Re: [xml-doc] Can't Get UTF Characters to Work
- Adam Ophir Shapira <red_angel@...> writes:
> David Sewell wrote:[...]
> > (2) what editor or editing software are you using to create the file?
> I use both -vi- and -BBEdit-.
> > (3) what are you using to display output?
> After exporting from XML to HTML, I looked at it both with
> Mozilla and with Safari.
> Instead of getting "[eacute] I got "[Atilde+copy]".I know you already got an answer to your question, but note that
> It appeared that way both on Firefox and on Safari.
rather than trying to figure out what the character is by checking
how the file contents are displayed in a browser or whatever, you
can use a hex-dump utility or hex editor to determine exactly what
the character is -- the hexedit or xxd commands if you're working
in a command-line environment, or whatever equivalent is built
into your editing app.
I would guess BBEdit has some kind of hex mode. In Emacs, you can
do "M-x hexl-mode". In Vim, you can do ":%! xxd".
Regardless of what you use, what you'll see is something like this:
00002a0: 6164 3f0a 0a49 6e73 7465 6164 206f 6620 ad?..Instead of
00002b0: 6765 7474 696e 6720 22e9 2220 4920 676f getting "." I go
00002c0: 7420 22c3 a922 2e0a 0a49 7420 6170 7065 t ".."...It appe
That's a fragment of your file as seen by xxd. It shows the file
using one line for every sixteen bytes. It shows the hexadecimal
value for every byte in the file, along with an ASCII
representation of the contents (at the far right). Bytes that
can't be displayed with an ASCII character are shown with a dot.
To figure out what a particular dot corresponds to, you count
over. So for the dot in the "getting" line -- which is where the
acute e character shows up in your original message -- you can see
that corresponds to the single hex value "e9". And in the next
line down, you'll see that the borked stuff showing up when you
display it in a browser is two bytes, "c3a9".

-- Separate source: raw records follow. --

PR #567, opened 2026-07-04
perf(emoji): reuse inline picker matches while navigating

JustYannicc:
## What changed
- Added a module-level cache for the currently rendered inline emoji picker matches.
- Render refreshes the cache for each new query; hide clears it.
- Left/right navigation and enter/tab insertion now reuse the rendered match list instead of rescanning emoji data.
- Added a VM-based Node test harness for the inline emoji picker path without importing the full Electron main entrypoint.

## Why
- The inline picker query does not change during arrow navigation, but the previous path searched emoji data in `handleEmojiTriggerNav` and again in `updateEmojiPickerSelection` for each left/right key.
- Reusing the rendered matches removes those repeated full scans while keeping the same ordered result list.

## Compatibility impact
- Emoji ordering remains the static `emoji-data.json` search ordering produced during render.
- Excluded-app dismissal, picker hide/intercept behavior, zero-match hide, selection wraparound, enter/tab insertion, and escape dismissal are preserved.
- Cached matches are cleared on hide so stale query data is not reused after dismissal or insertion.

## How tested
- `node --test scripts/test-inline-emoji-picker-match-cache.mjs`
- `node --test 'scripts/test-*.mjs'` (238 pass, 1 skip, 0 fail)
- `./node_modules/.bin/tsc -p tsconfig.main.json --pretty false`
- Codex LSP diagnostics for `src/main/main.ts`: no error diagnostics; all-severity check showed only preexisting hint-level items outside this change.

## Performance evidence
- Harness data: `src/main/emoji-data.json` with 1,870 entries, query `smi`, 500 repeated sequences of 20 right-arrow navigation steps.
- Legacy repeated-navigation search model: 20,000 search calls, 2,899.988 ms total, 5.8 ms per sequence.
- Cached model: 500 search calls, 76.143 ms total, 0.1523 ms per sequence.
- Search-call reduction: 40x, with matching checksum `113000`; the VM path also asserts left/right/enter perform 0 additional searches after render.

## Stack validation
- Started from `fork/codex/perf-consolidated-integration-stack` at `264fb89dc5c867d6c3d77bc4b95e26e235e326ea`.
- Work branch: `codex/perf-emoji-picker-match-cache`.
- Commit: `2cbcf35` (`perf(emoji): reuse inline picker matches while navigating`).

## Replaces
- None.


JustYannicc:
Superseded by the consolidated wave-2 UI/runtime PR: https://github.com/SuperCmdLabs/SuperCmd/pull/572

Selection of the glyphs that are used to display those bytes when
you view them in some app depends on what encoding the application
thinks your file is in. In the case of your mail message, your mail
client sent it with the following header:
Content-Type: text/plain; charset=ISO-8859-1
So when I view it in my mail client, that e9 is displayed with an
"e with acute accent" glyph -- as expected, because in ISO-8859-1
encoding, a single e9 = eacute -- and the c3a9 pair shows up
borked. Because in ISO-8859-1, c3+a9 = Atilde+copy (capital A with
a tilde, followed by the copyright symbol).
But if the charset part of your message's Content-Type header had
"charset=UTF-8" instead, the c3a9 would actually be displayed with
an "e with acute accent" glyph, and the e9 would show up with some
(undefined) strange character -- a black or white box, or a
black diamond with a question mark, or maybe even just a question
mark. The reason being that in UTF-8, a single hex e9 does not
correspond to any displayable character.
If you look up the character "e9" in a Unicode character database
of some kind, like the one at the Zvon site, you might be led to
conclude that e9 in "Unicode" should be displayed as an eacute,
just as it is in IS0-8859-1.
If you look at that page, it'll tell you that the e9 corresponds
to the Unicode character "LATIN SMALL LETTER E WITH ACUTE". But
the problem is that what doesn't tell you anything at all about is
what it corresponds to in a particular Unicode encoding. Most of
the time, what you'd probably want to know is what it is in UTF-8,
which isn't the same as its actual Unicode value. The reason is
that in UTF-8, unlike ISO-8859-1, most special characters are
represented by two bytes.
There's a very good online reference that will tell you what the
hex values are for UTF-8-encoded versions of Unicode code points --
the "letter database" at the Institute of the Estonian Language:
If you look at the bottom of the left-hand column, you can see
that it says Unicode 00e9 corresponds to c3a9 in UTF-8. Another
part of the page tells you what it corresponds to in other
charsets (for example, e9 in ISO-8859-1).
So in the case of your content, as others on the list have pointed
out, you just need to tell your application that the contents are
UTF-8 encoded instead of IS0-8859-1 encoded. If that application
happens to be a web browser and your content is being served up to
the browser from a Web server, one common problem is that many
Apache web servers are configured to serve up pages with a
particular charset setting in the HTTP headers. And the default
value for that setting is "ISO-8859-1".